__WHAT THE EXERCISE ASKS__
In the data below, which lines hold the word "case"? Copy them.

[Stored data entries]
━━━━━━━━━━━━━━━━━━━━

PR #80, opened 2021-01-28
Replace linux 0.4.26 build with the binary from 0.4.26 docker image

cameel:
Fixes https://github.com/ethereum/solidity/issues/10840.
~Depends on #76.~
Depends on #91.

I'm not sure if we really want to solve https://github.com/ethereum/solidity/issues/10840 this way but it's certainly one way to do this.
The binary from the [0.4.26 docker image](https://hub.docker.com/layers/ethereum/solc/0.4.26/images/sha256-2e9558c26d9b8659e52fea33a6f744190c5ad9ac8a70e628097ab2fbdc30800e) produces different bytecode on the problematic test case and the asm version looks like the one produced by binaries for other platforms. I used it to replace the one currently in this repo. I'm creating this PR as a draft to see if it passes the comparison on all test cases.

If we want this then we should consider also replacing the binary on the github release page (it's identical to the one in solc-bin).

PR #81, opened 2021-02-09
add sha256 hash to the lists

### LINKED ISSUE #10379: Add SHA-256 hashes to file lists in solc-bin
Proposed by @axic in https://github.com/ethereum/solidity/pull/10352#discussion_r527268367.

> Hmm, didn't we also had a sh256 hash next to this? That is way more useful for anyone downloading a static compiler from here and trying to verify it on CI (as that works with shasum -a 256 <file>).

After doing this the example in solc-bin docs should be updated to include such a hash too.

ssi91:
Fixes https://github.com/ethereum/solidity/issues/10379

Relevant chances in the docs can be found there https://github.com/ethereum/solidity/pull/10932

### DIFF
--- a/update
+++ b/update
@@ -134,11 +134,12 @@ async function makeEntry (dir, parsedFileName, oldList) {
     }
   }
 
-  if (!build.keccak256 || !build.urls || build.urls.length !== 2) {
+  if (!build.sha256 || !build.keccak256 || !build.urls || build.urls.length !== 2) {
     const readFile = util.promisify(fs.readFile)
     const fileContent = await readFile(absolutePath)
     build.keccak256 = '0x' + ethUtil.keccak(fileContent).toString('hex')
     console.log("Computing hashes of '" + pathRelativeToRoot + "'")
+    build.sha256 = '0x' + ethUtil.sha256(fileContent).toString('hex')
     build.urls = [
       'bzzr://' + swarmhash(fileContent).toString('hex'),
       'dweb:/ipfs/' + await ipfsHash(fileContent)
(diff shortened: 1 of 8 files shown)


update
```diff
@@ -139,6 +139,7 @@ async function makeEntry (dir, parsedFileName, oldList) {
     const fileContent = await readFile(absolutePath)
     build.keccak256 = '0x' + ethUtil.keccak(fileContent).toString('hex')
     console.log("Computing hashes of '" + pathRelativeToRoot + "'")
+    build.sha256 = '0x' + ethUtil.sha256(fileContent).toString('hex')
```
chriseth, line 142: Can you also modify line 137 accordingly, please?

ssi91: @chriseth done. Mark as resolved if it's well now :)

cameel (dismissed):
@chriseth Looks like the lint/update PR check did not run on this PR. And it's not just that it's not shown in the PR - I can't see it on CircleCI either: https://app.circleci.com/pipelines/github/ethereum/solc-bin. I wonder why. It does run on my PRs (see for example #80). Maybe it's something about permissions?

The PR itself seems fine but I'm marking it as "changes requested" to prevent merging for now - I think that PR is very important in this case.

cameel (approved):

cameel:
Looks like the check did not run because this is a PR from an external repo. @axic has made the check mandatory now so at least we'll be able to see that it's missing but for security reasons we don't want to allow external PRs to run it.

@ssi91 I have resubmitted your PR as #82 and I'm closing this one.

━━━━━━━━━━━━━━━━━━━━

__WRITTEN ANSWER__
The binary from the [0.4.26 docker image](https://hub.docker.com/layers/ethereum/solc/0.4.26/images/sha256-2e9558c26d9b8659e52fea33a6f744190c5ad9ac8a70e628097ab2fbdc30800e) produces different bytecode on the problematic test case and the asm version looks like the one produced by binaries for other platforms. I used it to replace the one currently in this repo. I'm creating this PR as a draft to see if it passes the comparison on all test cases.
The PR itself seems fine but I'm marking it as "changes requested" to prevent merging for now - I think that PR is very important in this case.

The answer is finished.